How many more will burn in this fire of oblivion?

Five years have passed under the devastating fires of the Pinhal Interior. Once the fires were extinguished, the media took charge of the event, this time with regard to the determination of civil and criminal liabilities, in relation to the fight against fires and the criminal offenses committed there subsequently in terms of reconstruction of the destroyed heritage.

However, we know almost nothing about the results of the Pinhal Interior Revitalization Program, the Collaborative Laboratory for the Pinhal Interior, the Interior Enhancement Mission Unit, and many other programs and sub-programs for territorial cohesion and rural development in the interior.

I have already written in other articles (Público, 7 February 2018 and Observador, 11 March 2018) that we are a long-standing bipolar country, that desertification and abandonment crossed the entire XNUMXth century when the provincialism of our rural petty bourgeoisie got married, for many good years, with the urban bourgeoisie of the industrial belts of Lisbon and Porto.

That's when the emigration in and out began, to the slums inside and the slums outside. There, the social stigma about the so-called labregos began. The abandonment of our villages has, therefore, at least six or seven decades of painful construction.

The fireworks tragedy of 2017 and the great spectacle of televisions (and drones) associated with it revealed to us the hidden country that our incompetence and our shame had relegated to the great chest of oblivion and invisibility. The tragedy of the fires and the high-definition images captured by the drones gave us back the dignity of those bodies broken by time and suffering.

Unfortunately, our villages only exist because they burn. The invisibility of the territories of the deep interior allows almost anything, even the almost total abandonment as is now proven. “As they don't exist” there is no exercise in intelligibility about them, one arrives almost always in a state of emergency and on the edge of the abyss, as happened now.

Unfortunately, in the face of this great spectacle of the media, the visibility of tragedy is only paralleled by the invisibility of abandonment. The intrusion is such that we have the feeling that the fire has broken out several times.

In a long-standing bipolar country, almost everything depends on the Central State or the local State. In other words, there is a lot that has to remain invisibility because there are simply no resources for everything. And those who remain invisibility are those who do not disturb the peace of the already established clientele and corporate system.

The interior of the country is not part of this clientele system or is only marginally part of it to "shush" some local baron with the loudest voice and, therefore, also with greater access and political visibility.

Unfortunately, fires of this magnitude have the serious inconvenience of bringing the “living-dead” of our oblivion to the surface. Its long invisibility, which only fires disturb, hides a long-announced death. It is a noisy, cynical and cowardly silence that hides behind countless protective curtains. Thus, the central power hopes to be able to “manage more rationally” its scarce resources.

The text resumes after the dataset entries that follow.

PR #1953, opened 2026-05-20
`@webref/xref`: Add specs and a few initial lookup options

tidoust:
Via https://github.com/mdn/browser-compat-data/pull/23958#issuecomment-4495384695

Any specific lookup rule requires shipping web-specs within the package, which is what this update does. To make sure that the list matches the data, the list of specs is rather built from the crawl index.

The `lookup()` function may now take an optional object with lookup options as second argument. The following options are supported:

- `standing`: only keep results from specs that have the specific standing. Standing should be `"good"`, `"pending"` or `"discontinued"` (most discontinued specs aren't crawled, but some still are for historical reasons).
- `version`: only keep results from the nightly or release version of the specs. Must be `"nightly"` or `"release"`.
- `series`: accept series URLs. Internally, the URL will only match if the fragment exists in the spec that is known to be the current spec in the series.

*Note:* the code does not yet provide any way to access the list of specs itself. That's another thing that could be added later on if the need arises. For example, this would be useful for callers should they need to create custom filtering logic.

### DIFF
--- a/packages-auto/xref/index.js
+++ b/packages-auto/xref/index.js
@@ -9,7 +9,8 @@ const scriptPath = path.dirname(fileURLToPath(import.meta.url));
  */
 const xref = {
   dfns: [],
-  headings: []
+  headings: [],
+  specs: []
 };
 
 /**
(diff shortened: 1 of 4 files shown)


tools/release-autopackages.js
```diff
@@ -46,7 +72,10 @@ async function releaseXrefPackage(minorBump) {
       const srcFiles = await fs.readdir(srcDir);
       for (const file of srcFiles) {
         if (file.endsWith(`.json`)) {
-          await fs.copyFile(path.join(srcDir, file), path.join(dstDir, file));
+          const spec = specs.find(s => `${s.shortname}.json` === file);
```
dontcallmedom: a very minor nit, but any reason to create that intermediary variable?

packages-auto/xref/index.js
```diff
@@ -125,8 +141,40 @@ export function lookup(url) {
...
   }
   parsedUrl.hash = encodeURIComponent(decodedHash.replace(/^#/, ''));
-  const lookupUrl = parsedUrl.toString();
+  let lookupUrl = parsedUrl.toString();
 
-  const res = urlIndex[lookupUrl.toString()];
-  return structuredClone(res) ?? [];
+  // If the series flag is set, the provided URL may also be a spec series URL,
+  // which we need to convert to the URL of the current spec in the series.
+  if (series) {
```
dontcallmedom: this can be skipped if there is a match in the index, can't it?
```suggestion
  if (!urlIndex[lookupUrl] && series) {
```

dontcallmedom (approved):
LGTM with a couple of nits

According to their logic, without visibility, it is easier to manage scarce resources and distribute gifts immediately to those with greater visibility. In other words, territories also collapse, because these territories were silently and patiently deterritorialized.

Unfortunately, this is just another episode because the convergence of climate change, demographic change and agro-industrial and forestry monocultures are paving the way for abandonment so that these territories are “finally captured” without it being necessary to prepare for their privatization. .

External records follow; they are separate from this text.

PR #2017, opened 2026-08-18
Add backrefs extracts per spec during curation

tidoust:
This leverages the new backrefs post-processing module exposed by Reffy to create backrefs extracts per spec. The update reuses content prepared by @DevOladobe in #1997.

The README now mentions the backrefs extracts as well, along with a list of guarantees, enforced by the tests.

Note that I also used this opportunity to link back to the relevant JSON schema that all curated data files are guaranteed to follow. For some reason, that wasn't specified anywhere.

This will produce ~10.4MB of data in 305 new extracts in a `backrefs` folder.

Tracking issue: #1934.

### DIFF
--- a/README.md
+++ b/README.md
@@ -31,6 +31,7 @@ More often than not, released versions of specifications are much older than the
 
 The following subfolders in the `curated` branch contain individual machine-readable JSON or text files generated from specifications:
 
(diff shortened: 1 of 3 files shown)


Elchi3 (approved):
Thanks @tidoust, looks reasonable to me.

Unfortunately, in such a small country, where all territories, even the most remote ones, have distinctive signs and expectant resources, it is a crime against the homeland not to carry out an intelligibility exercise on these signs and resources, bringing them into the light of day, launching them in the regional and national public space, giving them the visibility that is necessary and all this in a “climate of perfect normality”.

Unfortunately, the Lilliputian universe of our small towns in the interior is a difficult terrain for the formation of stronger and more muscular communities of self-government. I have, however, the hope of common sense and the common sense of hope tells me that the creation of “intermunicipal communities”, placed between the local and regional levels, is an excellent pretext to reconsider the entire territorial policy of valorization of the interior. ; whereas the triangulation of these communities with polytechnics/universities and business associations is a good exercise in territorial intelligibility; whereas the CIM/NUTS III territorial contracts are a good programming and planning tool; that an actor-network and dedicated governance are two essential factors for good performance, as there is only competence if there is permanence.

As for the rest, dear reader, ask about the results of the Pinhal Interior Revitalization Program, the Collaborative Laboratory for the Pinhal Interior, the Interior Enhancement Mission Unit, and many other programs and sub-programs of territorial cohesion and rural development in the interior. . Fire gives us back the forgotten villages of our most remote and deep countryside in all their splendor. We now know that the villages existed because they burned.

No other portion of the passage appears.